▶ YOUR TASK
What is the number of lines below that hold "specific"? Answer with that number only.

Saved data entries:

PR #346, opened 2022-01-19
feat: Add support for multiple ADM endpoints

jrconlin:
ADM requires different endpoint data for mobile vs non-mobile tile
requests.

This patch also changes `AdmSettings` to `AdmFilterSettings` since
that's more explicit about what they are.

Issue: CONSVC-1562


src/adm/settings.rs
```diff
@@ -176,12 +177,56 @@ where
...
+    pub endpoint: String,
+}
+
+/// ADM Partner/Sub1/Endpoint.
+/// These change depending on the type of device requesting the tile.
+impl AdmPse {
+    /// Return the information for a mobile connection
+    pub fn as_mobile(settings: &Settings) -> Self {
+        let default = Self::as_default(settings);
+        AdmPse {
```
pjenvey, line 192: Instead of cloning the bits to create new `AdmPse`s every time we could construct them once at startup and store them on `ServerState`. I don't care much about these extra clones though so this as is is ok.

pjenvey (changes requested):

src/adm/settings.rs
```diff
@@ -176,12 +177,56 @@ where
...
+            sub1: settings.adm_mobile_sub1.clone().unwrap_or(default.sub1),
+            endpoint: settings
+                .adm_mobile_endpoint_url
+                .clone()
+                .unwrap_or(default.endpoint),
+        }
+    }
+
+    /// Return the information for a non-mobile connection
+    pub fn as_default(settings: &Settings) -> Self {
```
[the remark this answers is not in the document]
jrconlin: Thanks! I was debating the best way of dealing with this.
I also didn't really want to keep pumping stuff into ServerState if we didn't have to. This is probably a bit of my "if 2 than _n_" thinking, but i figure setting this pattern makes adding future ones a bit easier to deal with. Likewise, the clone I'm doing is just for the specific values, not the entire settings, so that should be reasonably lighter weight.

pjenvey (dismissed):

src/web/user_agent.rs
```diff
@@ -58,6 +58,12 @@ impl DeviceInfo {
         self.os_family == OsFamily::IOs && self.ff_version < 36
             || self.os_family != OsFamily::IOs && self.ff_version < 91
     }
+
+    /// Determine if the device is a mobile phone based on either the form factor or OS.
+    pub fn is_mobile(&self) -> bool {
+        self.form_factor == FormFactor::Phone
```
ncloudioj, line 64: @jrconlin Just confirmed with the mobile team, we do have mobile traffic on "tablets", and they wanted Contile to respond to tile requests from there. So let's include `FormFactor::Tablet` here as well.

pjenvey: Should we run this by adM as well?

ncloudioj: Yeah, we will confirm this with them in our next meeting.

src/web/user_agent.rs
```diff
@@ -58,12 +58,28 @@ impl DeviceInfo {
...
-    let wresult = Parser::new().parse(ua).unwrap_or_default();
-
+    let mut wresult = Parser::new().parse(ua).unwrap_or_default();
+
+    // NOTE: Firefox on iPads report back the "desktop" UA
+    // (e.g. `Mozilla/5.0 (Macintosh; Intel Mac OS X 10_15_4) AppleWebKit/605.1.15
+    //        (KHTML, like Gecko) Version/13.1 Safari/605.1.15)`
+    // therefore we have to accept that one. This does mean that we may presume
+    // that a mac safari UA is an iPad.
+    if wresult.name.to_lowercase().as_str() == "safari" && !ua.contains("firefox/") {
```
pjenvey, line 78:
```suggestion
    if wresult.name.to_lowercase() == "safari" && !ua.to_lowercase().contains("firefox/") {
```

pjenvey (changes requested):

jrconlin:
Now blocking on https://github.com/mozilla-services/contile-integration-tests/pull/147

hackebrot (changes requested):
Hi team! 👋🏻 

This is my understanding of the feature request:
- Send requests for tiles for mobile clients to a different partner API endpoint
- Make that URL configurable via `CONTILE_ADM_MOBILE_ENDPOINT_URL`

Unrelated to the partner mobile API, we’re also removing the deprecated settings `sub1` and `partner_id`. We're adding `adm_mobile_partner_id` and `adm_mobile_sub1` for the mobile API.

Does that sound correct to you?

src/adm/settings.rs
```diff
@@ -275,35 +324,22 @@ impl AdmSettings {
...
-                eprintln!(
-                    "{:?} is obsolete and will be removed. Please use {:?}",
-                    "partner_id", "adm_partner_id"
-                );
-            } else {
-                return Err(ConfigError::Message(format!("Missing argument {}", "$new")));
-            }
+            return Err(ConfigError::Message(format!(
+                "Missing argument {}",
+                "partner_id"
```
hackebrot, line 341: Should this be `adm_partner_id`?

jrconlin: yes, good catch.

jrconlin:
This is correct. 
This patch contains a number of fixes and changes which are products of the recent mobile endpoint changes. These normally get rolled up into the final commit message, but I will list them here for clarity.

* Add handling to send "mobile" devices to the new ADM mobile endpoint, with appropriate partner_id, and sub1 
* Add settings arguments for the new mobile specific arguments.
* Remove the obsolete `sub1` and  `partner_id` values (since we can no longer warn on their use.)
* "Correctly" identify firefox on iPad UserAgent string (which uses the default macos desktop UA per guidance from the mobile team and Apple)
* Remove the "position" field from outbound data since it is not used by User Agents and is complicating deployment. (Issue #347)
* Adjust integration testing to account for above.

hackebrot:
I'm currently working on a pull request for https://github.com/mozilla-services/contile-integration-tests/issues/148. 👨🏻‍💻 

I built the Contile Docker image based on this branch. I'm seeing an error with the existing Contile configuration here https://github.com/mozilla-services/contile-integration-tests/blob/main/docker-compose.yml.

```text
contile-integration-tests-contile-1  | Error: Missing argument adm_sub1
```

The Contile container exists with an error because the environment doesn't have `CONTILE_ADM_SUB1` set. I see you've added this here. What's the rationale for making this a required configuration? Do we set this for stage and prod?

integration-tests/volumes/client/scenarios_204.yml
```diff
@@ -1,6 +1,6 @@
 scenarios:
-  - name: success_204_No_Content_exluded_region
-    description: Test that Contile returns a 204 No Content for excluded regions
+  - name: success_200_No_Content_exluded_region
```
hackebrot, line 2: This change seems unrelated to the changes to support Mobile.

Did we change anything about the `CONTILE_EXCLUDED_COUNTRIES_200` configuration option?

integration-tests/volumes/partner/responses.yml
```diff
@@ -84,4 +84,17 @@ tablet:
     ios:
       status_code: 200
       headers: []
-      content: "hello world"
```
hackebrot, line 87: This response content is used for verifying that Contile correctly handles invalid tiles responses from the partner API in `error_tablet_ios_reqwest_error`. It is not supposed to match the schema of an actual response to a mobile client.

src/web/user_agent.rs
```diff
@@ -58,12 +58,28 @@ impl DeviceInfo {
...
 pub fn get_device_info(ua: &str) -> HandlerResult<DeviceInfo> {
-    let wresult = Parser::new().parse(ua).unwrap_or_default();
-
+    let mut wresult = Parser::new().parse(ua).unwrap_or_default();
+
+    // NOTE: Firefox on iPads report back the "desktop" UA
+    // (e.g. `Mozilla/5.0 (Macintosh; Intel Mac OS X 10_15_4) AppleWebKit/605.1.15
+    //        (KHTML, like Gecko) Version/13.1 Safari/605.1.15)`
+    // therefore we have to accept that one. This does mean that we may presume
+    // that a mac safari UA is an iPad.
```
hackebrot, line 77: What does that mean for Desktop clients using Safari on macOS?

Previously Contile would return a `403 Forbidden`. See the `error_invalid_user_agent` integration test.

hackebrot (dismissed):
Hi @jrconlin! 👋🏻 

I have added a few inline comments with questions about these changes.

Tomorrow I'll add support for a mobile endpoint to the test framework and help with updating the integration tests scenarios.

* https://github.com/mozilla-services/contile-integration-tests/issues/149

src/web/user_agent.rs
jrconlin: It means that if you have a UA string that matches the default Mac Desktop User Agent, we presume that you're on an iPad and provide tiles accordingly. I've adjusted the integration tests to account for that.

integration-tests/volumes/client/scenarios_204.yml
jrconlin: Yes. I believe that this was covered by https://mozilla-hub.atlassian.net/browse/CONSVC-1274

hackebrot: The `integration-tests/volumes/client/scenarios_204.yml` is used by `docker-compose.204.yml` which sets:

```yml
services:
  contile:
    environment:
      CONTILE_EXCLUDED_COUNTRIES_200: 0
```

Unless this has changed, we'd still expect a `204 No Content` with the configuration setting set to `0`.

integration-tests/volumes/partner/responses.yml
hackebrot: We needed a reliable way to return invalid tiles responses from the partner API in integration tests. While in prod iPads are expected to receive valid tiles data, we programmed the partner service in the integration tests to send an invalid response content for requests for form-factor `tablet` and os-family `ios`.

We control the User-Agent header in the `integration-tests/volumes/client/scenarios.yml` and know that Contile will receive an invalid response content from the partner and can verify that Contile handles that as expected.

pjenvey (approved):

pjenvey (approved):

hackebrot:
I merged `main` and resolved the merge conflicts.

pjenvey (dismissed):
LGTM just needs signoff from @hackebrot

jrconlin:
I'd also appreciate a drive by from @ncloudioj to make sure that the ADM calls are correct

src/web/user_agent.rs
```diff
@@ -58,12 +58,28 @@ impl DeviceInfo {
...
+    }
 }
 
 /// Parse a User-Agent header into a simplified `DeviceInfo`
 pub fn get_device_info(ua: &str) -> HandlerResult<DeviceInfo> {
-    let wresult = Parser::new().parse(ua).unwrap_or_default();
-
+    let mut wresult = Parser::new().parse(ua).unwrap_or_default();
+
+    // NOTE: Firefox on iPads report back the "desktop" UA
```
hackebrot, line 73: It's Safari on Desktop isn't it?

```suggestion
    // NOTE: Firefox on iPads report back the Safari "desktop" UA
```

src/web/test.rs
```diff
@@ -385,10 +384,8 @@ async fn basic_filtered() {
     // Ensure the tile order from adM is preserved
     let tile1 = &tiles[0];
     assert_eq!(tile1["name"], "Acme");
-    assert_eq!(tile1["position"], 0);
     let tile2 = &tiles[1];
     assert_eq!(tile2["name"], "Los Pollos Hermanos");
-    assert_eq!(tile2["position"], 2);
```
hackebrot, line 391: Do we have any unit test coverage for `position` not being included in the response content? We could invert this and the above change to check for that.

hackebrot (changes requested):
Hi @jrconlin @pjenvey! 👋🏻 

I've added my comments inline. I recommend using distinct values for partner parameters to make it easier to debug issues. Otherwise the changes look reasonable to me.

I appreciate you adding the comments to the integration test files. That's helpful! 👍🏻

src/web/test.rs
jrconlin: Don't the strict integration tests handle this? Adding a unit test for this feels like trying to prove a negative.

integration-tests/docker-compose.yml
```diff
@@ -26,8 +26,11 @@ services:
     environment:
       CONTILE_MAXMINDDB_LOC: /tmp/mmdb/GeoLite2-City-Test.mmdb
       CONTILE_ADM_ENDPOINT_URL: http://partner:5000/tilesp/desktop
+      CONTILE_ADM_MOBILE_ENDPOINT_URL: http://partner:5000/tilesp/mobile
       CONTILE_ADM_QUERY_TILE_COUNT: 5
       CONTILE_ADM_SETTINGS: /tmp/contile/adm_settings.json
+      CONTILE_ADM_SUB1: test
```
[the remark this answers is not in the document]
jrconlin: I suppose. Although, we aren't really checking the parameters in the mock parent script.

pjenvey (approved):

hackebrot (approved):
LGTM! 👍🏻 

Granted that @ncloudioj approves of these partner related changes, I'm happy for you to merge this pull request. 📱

▶ EXPECTED ANSWER
2